Last week’s trading floor chatter had a certain feel to it, half nervousness, half excitement, the kind that arises when everyone wants in but no one is quite sure what’s driving a move. In just five sessions, quantum computing stocks increased by nearly thirty percent. Names that were previously on the periphery of most portfolios, such as IonQ, D-Wave, and Rigetti, suddenly dominated the watchlists of both hedge fund analysts and retail traders. Beneath the cacophony, there’s a feeling that something genuine is taking place. Another question is whether the price action is truly justified by the science.
The atmosphere is different when you walk into any university’s physics department working on qubits. There, researchers discuss years rather than earnings quarters. They discuss error correction thresholds and decoherence times in a manner similar to that of a winemaker discussing tannins: slowly and with consideration for factors that resist haste. By any technical standard, IonQ’s claim of 99.99% two-qubit gate fidelity is truly impressive, but no one has figured out how to translate that into a 256-qubit system without sacrificing accuracy. The business claims to be making progress. Reading between the lines, the lab reports indicate that the path is more difficult than a quarterly investor letter can explain.
However, when it comes to momentum, the numbers are honest. In Q1, revenue increased 755% year over year. a 256-qubit unit’s first sale. new collaborations on research with organizations that would not have responded a year ago. Even when adjusted EBITDA indicates a $96.8 million loss for the same quarter, that kind of growth is noticeable.

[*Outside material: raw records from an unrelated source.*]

Issue #10438, opened 2025-09-08
graphql-modules-preset requires __isTypeOf


mzl-md:
### Which packages are impacted by your issue?

@graphql-codegen/graphql-modules-preset

## Problem

After updating the codegen libs, our typescript typecheck fails with `Property '__isTypeOf' is missing in type`

Package | Change
-- | -- 
@graphql-codegen/cli (source) | 5.0.7 -> 6.0.0 | 
@graphql-codegen/graphql-modules-preset (source) | 4.0.17 -> 5.0.0 |  
@graphql-codegen/typescript (source) | 4.1.6 -> 5.0.0 | 
@graphql-codegen/typescript-resolvers (source) | 4.5.2 -> 5.0.0 | 

## Workaround 

When we add `__isTypeOf: undefined` to the object instances, it works again.

## Suspected Problem

typescript-resolvers now generates resolver types without `__isTypeOf` instead of optional, but graphql-modules-preset still generates the type `Pick<Types.MyTypeResolvers, DefinedFields['MyType'] | '__isTypeOf'>`. So the module types now require a `__isTypeOf: any` attribute.

### Your Example Website or App

none

### Steps to Reproduce the Bug or Issue

1. Generate types for any schema with a query using the given dependencies

### Expected behavior

As a user I expect the generated module types to not include __isTypeOf anymore if they are not part of the generated resolver types.

### Platform

- OS: macOS
- NodeJS: v20.19.5
- `graphql` version: 16.11.0
- `@graphql-codegen/*` version(s): 5.0.0 (see description)

### Codegen Config File

import type {CodegenConfig} from '@graphql-codegen/cli'

const config: CodegenConfig = {
    generates: {
        './src/schema/': {
            config: {
                avoidOptionals: true,
                inputMaybeValue: 'T | null | undefined',
                makeResolverTypeCallable: true,
                mappers: {},
                maybeValue: 'T | null | undefined',
                optionalInfoArgument: true,
                optionalResolveType: true,
                useIndexSignature: true
            },
            plugins: [
                {
                    add: {
                        content: '/* eslint-disable */'
                    }
                },
                'typescript',
                'typescript-resolvers'
            ],
            preset: 'graphql-modules',
            presetConfig: {
                baseTypesPath: '../generated-types/graphql.ts',
                filename: 'generated-module-types.ts',
                useGraphQLModules: false
            }
        }
    },
    schema: 'src/schema/**/schema.graphql'
}

export default config

[...]

PR #10447, opened 2025-09-23
CODEGEN-859 [graphql-modules-preset] Fix __isTypeOf getting picked from from all objects

eddeee888:
## Description

This PR fixes `__isTypeOf` getting picked from all objects.
With https://github.com/dotansimha/graphql-code-generator/releases/tag/release-1757264511789 release, `__isTypeOf` is only generated for implementing types and union members.

This PR applies the same logic to `graphql-modules-preset` to make sure it's correctly picked.

Related https://github.com/dotansimha/graphql-code-generator/issues/10438

## Type of change

## How Has This Been Tested?

- [x] Unit test


packages/presets/graphql-modules/src/builder.ts
```diff
@@ -433,6 +442,10 @@ export function buildModule(
 
       case Kind.UNION_TYPE_DEFINITION: {
         defined.unions.push(name);
+
+        for (const namedType of node.types || []) {
+          pushUnique(withIsTypeOf.objects, namedType.name.value);
```
eddeee888, line 447: I'm using `pushUnique` for union type here (unlike `.push` on other type definition) because a union may contain a union member that already exists on another union declaration.

PR #10459, opened 2025-10-06
[client-preset] Forward immutableTypes option to client preset

eddeee888:
## Description

`immutableTypes` is a good option to pass through because it forces users handle responses as immutable. Majority of users would use a client such as Apollo Client which manages its own caching which shouldn't be mutated in any way.

Related: https://github.com/dotansimha/graphql-code-generator/issues/8296#issuecomment-1287010974

## Type of change

## How Has This Been Tested?

- [x] Unit test

### DIFF
--- a/.changeset/gold-zoos-show.md
+++ b/.changeset/gold-zoos-show.md
@@ -1,0 +1,5 @@
+---
+'@graphql-codegen/client-preset': minor
+---
+
+Forward immutableTypes to client preset config


yarn.lock
eddeee888, line 1: I think I didn't commit `yarn.lock` correctly in the last PR, so when running `yarn` in this PR, it cleans up the lockfile like this.

PR #70, opened 2019-01-02
Changing annotation default behavior for all-in-one, renaming spec fi…

ewolinetz:
…elds, updating ES spec types

This requires https://github.com/openshift/elasticsearch-operator/pull/55


hack/cr.yaml
```diff
@@ -2,17 +2,15 @@ apiVersion: "logging.openshift.io/v1alpha1"
 kind: "ClusterLogging"
 metadata:
   name: "example"
```
jcantrill: can we change this to 'logging' or 'cluster-logging' since there is no reason the 'example' cant be what we recommend

pkg/utils/utils.go
```diff
@@ -20,12 +20,12 @@ import (
 )
 
 const WORKING_DIR = "/tmp/_working_dir"
-const ALLINONE_ANNOTATION = "io.openshift.clusterlogging.alpha/allinone"
+const SPLIT_ANNOTATION = "io.openshift.clusterlogging.alpha/splitinstallation"
```
jcantrill: I still think that if we intend to not support 'split' log flows in the current incarnation we should drop the concept here all together and look to utilize our pipeline concept.  This is our opportunity to clean up 4.0:
*  It is going to be green deployments, 
* we still need to figure out how to adopt existing clusters which we can address split scenarios then,
* ops doesnt utilize this arrangement now
* Split is the 2% use case and not the 98%

hack/cr.yaml
ewolinetz: given that this is under `hack`, I personally would like to leave it as "example" to discourage customers using this file since customers should be using OLM to create this normally.

pkg/utils/utils.go
jcantrill: Conversation with @tkatarki, he agreed we will remove the notion of 'split' deployment in 4.0. This is  the time for us to clean the slate.

ewolinetz: This is something we have customers today using though and we agreed in our meeting that we would flip the functionality of not having the annotation from being that we split to being it is all-in-one so that if a customer still wanted to split their installation it would be far less painful than if we didn't provide a way to do so.

Also, when we go to adopt an existing split install cluster if we want to move away from a split install we will need to have a way to move ES data into a consolidated cluster.

hack/cr.yaml
ewolinetz: I think we should make sure that the CR created by OLM doesn't have `example` as its name... i would agree that `cluster-logging` is the most appropriate name there

jcantrill: We'll address on next PR to OLM to update with the lastest CR bits

ewolinetz:
waiting for changes on https://github.com/openshift/elasticsearch-operator/pull/54 to be merged in

ewolinetz:
@jcantrill status spec change made

pkg/k8shandler/status.go
```diff
@@ -149,7 +149,7 @@ func getElasticsearchStatus(namespace string) ([]v1alpha1.ElasticsearchStatus, e
 
 			nodeStatus := v1alpha1.ElasticsearchStatus{
 				ClusterName:   node.Name,
-				Replicas:      node.Spec.Nodes[0].Replicas,
+				Replicas:      node.Spec.Nodes[0].NodeCount,
```
jcantrill: nit.  this should probably be 'NodeCount' or a more clear status for when we actually support alternte deployment types would be some form of `NodeCount: {master: 1, data: 1, client:1}'.

PR #71, opened 2019-01-03
Create role and cluster role binding for reading sharing-config cm

ewolinetz:
Fixes https://bugzilla.redhat.com/show_bug.cgi?id=1662397

Will require OLM role update (cc @jcantrill)


richm:
lgtm - but can we merge this without the OLM role change?

ewolinetz:
@richm we can, but the operator won't have permissions to manage its role and role binding (when deployed by means other than our makefile)

PR #72, opened 2019-01-03
fixes formating code to format repo code only and run on build

jcantrill:
This PR:

* runs formatting code on build
* only formats repo code


Makefile
```diff
@@ -61,7 +62,7 @@ image: imagebuilder
 	$(IMAGE_BUILDER) -t $(IMAGE_TAG) . $(IMAGE_BUILDER_OPTS)
 
 fmt:
-	@gofmt -l -w $(SRC)
```
ewolinetz: why is this not just `gofmt -l -w pkg` and `gofmt -l -w test` ?

jcantrill: ...and cmd?  Are these 2 separate lines?  Is that a viable syntax?

richm: no - the syntax would be 
`gofmt -l -w pkg && gofmt -l -w test`

jcantrill: updated.

PR #77, opened 2019-01-08
added more prerequisites details

jatanmalde:
-  Added the requirement of docker package and service up and running.

signoff by Jatan Malde (jmalde@redhat.com)


README.md
```diff
@@ -29,6 +29,7 @@ deploying the operator assumes:
 * `make` targets are executed from the `openshift/cluster-logging-operator` root directory
 * various other commands such as `imagebuilder` and `operator-sdk` - it is suggested
   that you use the logging `sdk_setup.sh` script at https://raw.githubusercontent.com/openshift/origin-aggregated-logging/master/hack/sdk_setup.sh
+* Ensure you have `docker` package installed and `docker` daemon up and running on the workstation you are running these commands.
```
jcantrill: This should probably just mention container runtime as CRIO replaces docker in 4.0 as far as I know.  @richm thoughts on how to properly word this?

jatanmalde: I think container runtime would be appropriate. I will make that change and would readd it.

richm: well - we currently use docker `docker push` to push images to the remote repo running in the cluster - is there another way to do that without docker?  `crictl` or `skopeo`?

richm: I'm working on a way to do that in another way with buildconfigs - but I think many devs will want to build images locally and push to the remote registry in the cluster

jatanmalde: @richm yes docker push is one which I could see being used for the image so maybe, for now, we could mention these updates on the doc so that users testing the repo would not find it difficult setting up the cluster-logging-operator.

richm: @jatanmalde for the typical QE use case, you won't need to build and push the images, so perhaps just a note that if you use `REMOTE_REGISTRY=true` you will need to have `docker` available

jatanmalde: @richm I added the changes now, could check if that would be okay?

richm:
looks good - please squash into a single commit

README.md
```diff
@@ -29,6 +29,8 @@ deploying the operator assumes:
 * `make` targets are executed from the `openshift/cluster-logging-operator` root directory
 * various other commands such as `imagebuilder` and `operator-sdk` - it is suggested
   that you use the logging `sdk_setup.sh` script at https://raw.githubusercontent.com/openshift/origin-aggregated-logging/master/hack/sdk_setup.sh
+  
+**Note:** If you are using `REMOTE_REGISTRY=true`, ensure you have `docker` package installed and `docker` daemon up and running on the workstation you are running these commands.
```
richm: was there a change other than this?

jatanmalde: No I think a note and the requirements of docker package and service if remote registry is in picture was all in it.

jatanmalde:
@richm Thanks.

PR #80, opened 2019-01-09
Adding check if redundancy policy has changed

ewolinetz:
Noticed this gap while trying to recreate https://bugzilla.redhat.com/show_bug.cgi?id=1664497


ewolinetz:
/hold
while testing

PR #81, opened 2019-01-10
fix 1662273. Add roles and bindings to allow prometheus to access log…

jcantrill:
…ging

Initially fixes https://bugzilla.redhat.com/show_bug.cgi?id=1662273


jcantrill:
@ewolinetz I will revert the names.  I only renamed them because its many roles and many rolebindings

PR #84, opened 2019-01-14
Log collector switch check

ewolinetz:
If the log collector is switched from `fluentd` to `rsyslog` or visa-versa we will clean up/remove the old configuration (when we are managing the cluster).

Addresses https://jira.coreos.com/browse/LOG-319

### DIFF
--- a/pkg/k8shandler/collection.go
+++ b/pkg/k8shandler/collection.go
@@ -32,6 +32,8 @@ func CreateOrUpdateCollection(cluster *logging.ClusterLogging) (err error) {
 	}
 
 	if cluster.Spec.Collection.Logs.Type == logging.LogCollectionTypeFluentd {
+		removeRsyslog(cluster)
+
 		if err = createOrUpdateFluentdServiceAccount(cluster); err != nil {
 			return
 		}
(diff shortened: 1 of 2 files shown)


ewolinetz:
/hold

I would like to have a discussion regarding the creation of new objects when the CR is `Unmanaged`. As it stands we will create a new cluster, however we will not update any of the objects in such a state.

I believe we should only create objects if we are `Managed`.

jcantrill:
> /hold
> 
> I would like to have a discussion regarding the creation of new objects when the CR is `Unmanaged`. As it stands we will create a new cluster, however we will not update any of the objects in such a state.
> 
> I believe we should only create objects if we are `Managed`.

I think it is reasonable to expect the operator to spin up the cluster and then take no additional actions.  Without having a deployment what would be the point of creating the CR initially as Unmanaged?  There are no deployed resources upon which you, as the administrator, can modify to your liking.

ewolinetz:
> I think it is reasonable to expect the operator to spin up the cluster and then take no additional actions. Without having a deployment what would be the point of creating the CR initially as Unmanaged? There are no deployed resources upon which you, as the administrator, can modify to your liking.

This make sense to me and I think that was the initial reasoning behind why we implemented it as such... and as I was typing out a counter point to play devil's advocate it reaffirmed our current approach. I think I was mixing up `Unmanaged` and `Paused` (which we don't use).

ewolinetz:
/hold cancel
tested and verified on my cluster

PR #85, opened 2019-01-15
refactor to introduce local struct

jcantrill:
This change is to propose address https://jira.coreos.com/browse/LOG-357:

* introduction of a local struct to allow use of attaching methods
* Add code style based on golang conventions
* Improve readability and promote code reuse

### DIFF
--- a/pkg/k8shandler/collection.go
+++ b/pkg/k8shandler/collection.go
@@ -8,6 +8,7 @@ import (
 	"strings"
 	"time"
 
+	logging "github.com/openshift/cluster-logging-operator/pkg/apis/logging/v1alpha1"
 	"github.com/openshift/cluster-logging-operator/pkg/utils"
 	"github.com/sirupsen/logrus"
 	v1 "k8s.io/api/core/v1"
@@ -15,10 +16,13 @@ import (
 	"k8s.io/apimachinery/pkg/util/wait"
 	"k8s.io/client-go/util/retry"
 
-	logging "github.com/openshift/cluster-logging-operator/pkg/apis/logging/v1alpha1"
 	sdk "github.com/operator-framework/operator-sdk/pkg/sdk"
 	apps "k8s.io/api/apps/v1"
 	apierrors "k8s.io/apimachinery/pkg/api/errors"
+)
+
+const (
+	clusterLoggingPriorityClassName = "cluster-logging"
 )
 
 var (
@@ -26,7 +30,7 @@ var (
 	timeout       = time.Second * 1800
 )
 
-func CreateOrUpdateCollection(cluster *logging.ClusterLogging) (err error) {
+func (cluster *ClusterLogging) CreateOrUpdateCollection() (err error) {
 
 	// there is no easier way to check this in golang without writing a helper function
 	// TODO: write a helper function to validate Type is a valid option for common setup or tear down
@@ -35,15 +39,15 @@ func CreateOrUpdateCollection(cluster *logging.ClusterLogging) (err error) {
 			return
 		}
 
-		if err = createOrUpdateCollectorServiceAccount(cluster); err != nil {
+		if err = cluster.createOrUpdateCollectorServiceAccount(); err != nil {
 			return
 		}
 	} else {
-		if err = utils.RemoveServiceAccount(cluster, "logcollector"); err != nil {
+		if err = utils.RemoveServiceAccount(cluster.Namespace, "logcollector"); err != nil {
 			return
 		}
 
-		if err = utils.RemovePriorityClass(cluster, "cluster-logging"); err != nil {
+		if err = utils.RemovePriorityClass(clusterLoggingPriorityClassName); err != nil {
 			return
 		}
 	}
@@ -68,7 +72,7 @@ func CreateOrUpdateCollection(cluster *logging.ClusterLogging) (err error) {
 
 		printUpdateMessage := true
 		retryErr := retry.RetryOnConflict(retry.DefaultRetry, func() error {
-			if exists, cluster := utils.DoesClusterLoggingExist(cluster); exists {
+			if exists := cluster.Exists(); exists {
 				if !reflect.DeepEqual(fluentdStatus, cluster.Status.Collection.Logs.FluentdStatus) {
 					if printUpdateMessage {
 						logrus.Info("Updating status of Fluentd")
@@ -107,7 +111,7 @@ func CreateOrUpdateCollection(cluster *logging.ClusterLogging) (err error) {
 
 		printUpdateMessage := true
 		retryErr := retry.RetryOnConflict(retry.DefaultRetry, func() error {
-			if exists, cluster := utils.DoesClusterLoggingExist(cluster); exists {
+			if exists := cluster.Exists(); exists {
 				if !reflect.DeepEqual(rsyslogStatus, cluster.Status.Collection.Logs.RsyslogStatus) {
 					if printUpdateMessage {
 						logrus.Info("Updating status of Rsyslog")
@@ -129,17 +133,18 @@ func CreateOrUpdateCollection(cluster *logging.ClusterLogging) (err error) {
 	return nil
 }
 
-func removeFluentd(cluster *logging.ClusterLogging) (err error) {
+func removeFluentd(cluster *ClusterLogging) (err error) {
 	if cluster.Spec.ManagementState == logging.ManagementStateManaged {
-		if err = utils.RemoveConfigMap(cluster, "fluentd"); err != nil {
+
+		if err = utils.RemoveConfigMap(cluster.Namespace, "fluentd"); err != nil {
 			return
 		}
 
-		if err = utils.RemoveSecret(cluster, "fluentd"); err != nil {
+		if err = utils.RemoveSecret(cluster.Namespace, "fluentd"); err != nil {
 			return
 		}
 
-		if err = utils.RemoveDaemonset(cluster, "fluentd"); err != nil {
+		if err = utils.RemoveDaemonset(cluster.Namespace, "fluentd"); err != nil {
 			return
 		}
 	}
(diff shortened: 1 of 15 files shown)


pkg/k8shandler/collection.go
```diff
@@ -5,36 +5,42 @@ import (
 	"io/ioutil"
 	"reflect"
 
+	"strings"
+	"time"
+
 	"github.com/openshift/cluster-logging-operator/pkg/utils"
 	"github.com/sirupsen/logrus"
-	"k8s.io/api/core/v1"
+	v1 "k8s.io/api/core/v1"
```
ewolinetz: fyi this is unnecessary, the defaulted name it gets is the last part of the package which is already "v1"

pkg/k8shandler/collection.go
```diff
@@ -5,36 +5,42 @@ import (
...
 var (
 	retryInterval = time.Second * 30
 	timeout       = time.Second * 1800
 )
 
-func CreateOrUpdateCollection(cluster *logging.ClusterLogging) (err error) {
+func (localLogging *ClusterLogging) CreateOrUpdateCollection() (err error) {
 
-	if err = createOrUpdateCollectionPriorityClass(cluster); err != nil {
+	cluster := localLogging.ClusterLogging
```
ewolinetz: if you update the function to be for `(cluster *logging.ClusterLogging)` does this line become unnecessary?

pkg/k8shandler/types.go
```diff
@@ -0,0 +1,48 @@
...
+}
+
+//DoesClusterLoggingExist determines if the specified cluster exists
+func (clusterLogging *ClusterLogging) DoesClusterLoggingExist() bool {
+	exists, _ := utils.DoesClusterLoggingExist(clusterLogging.ClusterLogging)
+	return exists
+}
+
+//createOrUpdateServiceAccount creates or updates a ServiceAccount for logging with the given name
+func (logging *ClusterLogging) createOrUpdateServiceAccount(name string) error {
```
ewolinetz: I would argue this belongs in `utils` and the functions that return an object definition would belong in here.

pkg/k8shandler/collection.go
jcantrill: ack.  this is copy/past from some other file

pkg/k8shandler/collection.go
jcantrill: This is really a 'stop gap' to make refactoring more digestible.  I would expect this line to be unnecessary after refactoring all the places where its needed

pkg/k8shandler/collection.go
jcantrill: interestingly, this is being reverted for me.  I wonder if there is some intelligence to 'go fmt' that is adding it back in

jcantrill:
@jcantrill   Here is my 2 cents about the PR as implemented by adding methods to the `pkg/api` folder:
* It basically requires you to more or less move all `cluster.foo()` logic which was in k8shandler to the `pkg/api` folder.  That seems less then desirable but probably a symmantic/style difference.  
* The meat of the logic which is in k8shandler also now becomes versioned because `pkg/api` is versioned.  This may make future updates non-intuative and or more difficult.  One solution would be to introduce interfaces but I don't see how we would need multiple versions from version to version given the logic probably wont drift much
* A better approach might be to introduce a simple wrapper object simply for the reason you can create it with the internal as an anonymous type and all fields just 'bubble' up.  It may also make it cleaner for us to migrate versions in future.

jcantrill:
@richm @ewolinetz   I have added a second commit based on my previous comment and recent experience with the code base.  It's my opinion we should work towards the newest comment in lieu of the first commit; it uses a 'wrapper' struct and allows us to keep the pks/api package clean.  This seems to fit into the pattern of other projects and operators as best as I can determine.  I personally don't find it any more challenging and think it will allow us to better consume version changes as well as evolve the 'private' api without needing to modify the 'public' api

richm:
lgtm but I don't really understand the motivation of this refactoring

jcantrill:
> lgtm but I don't really understand the motivation of this refactoring

The main motivations are:
* Improve readability
* Encapsulate certain logic, OO style in places where it makes sense in lieu of relying on functional aspects
* Collapse duplicate logic into reusable functions

My belief is by doing so the code will be cleaner, easier to understand, and maintain

ewolinetz:
/hold
I would argue that since this doesn't fix anything directly we should
refrain from merging it yet during a freeze.

pkg/stub/handler.go
```diff
@@ -34,49 +33,49 @@ func (h *Handler) Handle(ctx context.Context, event sdk.Event) error {
...
 }
 
-func Reconcile(cluster *logging.ClusterLogging) (err error) {
+func Reconcile(spec *logging.ClusterLogging) (err error) {
 	exists := true
-
+	cluster := k8shandler.NewClusterLogging(spec)
 	// Reconcile certs
-	if exists, cluster = utils.DoesClusterLoggingExist(cluster); exists {
+	if exists = cluster.Exists(); exists {
```
ewolinetz: we can just shorten this to `if cluster.Exists() {`

ewolinetz: That previous function also served to get us the most recent iteration of the cluster object so that we could update it without conflicts... does this still cover that case?

jcantrill: `cluster` is  a pointer meaning the data associated with the struct to which it points is mutable.  I followed the `sdk.Get` function and the way I interpreted it was that it would 'fill' the struct identified by the pointer. If read correctly then yes its covered.  I would prefer an additional set of eyes to ensure it behaves as I expect.

pkg/utils/factory.go
```diff
@@ -44,6 +47,9 @@ func Secret(secretName string, namespace string, data map[string][]byte) *core.S
 	}
 }
 
+func NewServiceAccount(accountName string, namespace string) *core.ServiceAccount {
+	return ServiceAccount(accountName, namespace)
```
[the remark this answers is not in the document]
jcantrill: It is only a stop gap until we move ALL the code to use `New....`.   The golang style convention is prefix functions with `New` if they represent constructors, which this is.  We should move to golang conventions as much as possible.

pkg/utils/utils.go
```diff
@@ -39,12 +32,26 @@ var COMPONENT_IMAGES = map[string]string{
...
+	Meta() metav1.ObjectMeta
+}
+
+func AllInOne(o KubernetesResource) bool {
+
+	//_, ok := logging.ObjectMeta.Annotations[SPLIT_ANNOTATION]
+	return true
+}
+
+func AsOwner(o KubernetesResource) metav1.OwnerReference {
```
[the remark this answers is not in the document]
jcantrill: I think this is a standin until KubernetesResource goes away to minimize impact of the other places change would need to be made

jcantrill:
@ewolinetz rebased to include latest and refactored 'Exists()' to check based on a copy

jcantrill:
block PR on https://github.com/openshift/cluster-logging-operator/pull/105

richm:
registry issue fixed - now running into the usual "no more aws resources - cannot install" issue
/test e2e-aws

pkg/apis/logging/v1alpha1/temp.go
```diff
@@ -0,0 +1,40 @@
...
+}
+
+func DoesClusterLoggingExist(cluster *ClusterLogging) bool {
+
+	// this is to avoid an invalid memory address panic
+	if cluster == nil {
+		return false
+	}
+
+	if err := sdk.Get(cluster); err != nil {
```
ewolinetz: didn't we want to avoid updating the ClusterLogging object? this will do that since we pass it as a pointer.
I think we want to do a deepcopy of it and then `get` on that object

pkg/k8shandler/curation.go
```diff
@@ -48,7 +48,7 @@ func CreateOrUpdateCuration(cluster *logging.ClusterLogging) (err error) {
 
 		printUpdateMessage := true
 		retryErr := retry.RetryOnConflict(retry.DefaultRetry, func() error {
-			if exists, cluster := utils.DoesClusterLoggingExist(cluster); exists {
+			if exists := logging.DoesClusterLoggingExist(cluster); exists {
```
ewolinetz: shouldn't this be `cluster.Exists()` ?

pkg/apis/logging/v1alpha1/temp.go
jcantrill: We do that here: https://github.com/openshift/cluster-logging-operator/pull/85/files#diff-156742c24dc12665a82a7fed5cf7c8abR57   I'll update in this method too

pkg/k8shandler/logstore.go
```diff
@@ -39,7 +39,7 @@ func CreateOrUpdateLogStore(cluster *logging.ClusterLogging) (err error) {
 
 		printUpdateMessage := true
 		retryErr := retry.RetryOnConflict(retry.DefaultRetry, func() error {
-			if exists, cluster := utils.DoesClusterLoggingExist(cluster); exists {
+			if exists := logging.DoesClusterLoggingExist(cluster); exists {
```
ewolinetz: `cluster.Exists()`?

pkg/k8shandler/visualization.go
```diff
@@ -59,7 +59,7 @@ func CreateOrUpdateVisualization(cluster *logging.ClusterLogging) (err error) {
 
 		printUpdateMessage := true
 		retryErr := retry.RetryOnConflict(retry.DefaultRetry, func() error {
-			if exists, cluster := utils.DoesClusterLoggingExist(cluster); exists {
+			if exists := logging.DoesClusterLoggingExist(cluster); exists {
```
ewolinetz: `cluster.Exists()` ?

pkg/k8shandler/visualization.go
```diff
@@ -83,39 +83,40 @@ func CreateOrUpdateVisualization(cluster *logging.ClusterLogging) (err error) {
 
 func removeKibana(cluster *logging.ClusterLogging) (err error) {
 	if cluster.Spec.ManagementState == logging.ManagementStateManaged {
-		if err = utils.RemoveServiceAccount(cluster, "kibana"); err != nil {
+		namespace := cluster.Namespace
```
ewolinetz: if we do this in the visualization file, can we do this in the other ones too so they look consistent?

pkg/k8shandler/curation.go
jcantrill: This PR only does a partial refactoring to minimize impact across the code base.  it handles changes related to the collector

pkg/k8shandler/visualization.go
jcantrill: yes

jcantrill:
test e2e-aws

pkg/k8shandler/collection.go
```diff
@@ -350,7 +355,7 @@ func createOrUpdateRsyslogConfigMap(logging *logging.ClusterLogging) error {
 	)
 	rsyslogConfigMaps["rsyslog"] = rsyslogConfigMap
 	for name, cm := range rsyslogConfigMaps {
-		utils.AddOwnerRefToObject(cm, utils.AsOwner(logging))
+		logging.AddOwnerRefTo(cm)
```
ewolinetz: +1

ewolinetz:
/lgtm
I would like to also eventually condense all api objects to their own files e.g. anything `serviceaccount` related would be in a `serviceaccount.go` etc. That can be a future pr.

Also thanks for removing all the `AllInOne` logic that wasn't being used anymore.

PR #86, opened 2019-01-15
Removing components when not specified in the CR

ewolinetz:
Resolves https://jira.coreos.com/browse/LOG-321


ewolinetz:
ES logic dependent on commit in https://github.com/openshift/elasticsearch-operator/pull/62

Investors seem to think that the technology is close enough that being ahead of the curve is more important than making money. This is a well-known wager, similar to the one that made some Tesla shareholders extremely wealthy while ruining others who purchased Solyndra.
A more subdued version of the same tale is told in D-Wave Quantum. D-Wave has spent years carving out a niche in quantum annealing, solving optimization problems for schedulers and logistics companies, while IonQ pursues gate-based supremacy. Between 2024 and 2025, revenue increased by 179%. Although it’s not a glamorous job, it pays well. There is merit to a business that already has clients utilizing its equipment, even if those clients are using it to solve issues that most people couldn’t discuss at a dinner party.

Alphabet observes from above all of this. Because the search company finances whatever it wants, its quantum division doesn’t need to raise money from a dubious market. Google’s researchers have already demonstrated that they can use quantum techniques to crack some cryptographic protocols, and they have cautioned the industry to update encryption standards by 2029. It’s not marketing. That calendar deadline was created by physicists, who don’t typically make things up.
It’s unlikely that a single breakthrough was the reason for the 30% weekly move. Seldom is it. Some of it was short covering, some momentum trading, and some real institutional repositioning ahead of what is now publicly referred to as “the AI sequel.” It’s difficult to ignore the trend: a market that has learned to buy first and read the white papers later, a few public companies, and a technology with genuine promise. Patience—something the market has never been known for—is more important to the outcome than the qubits.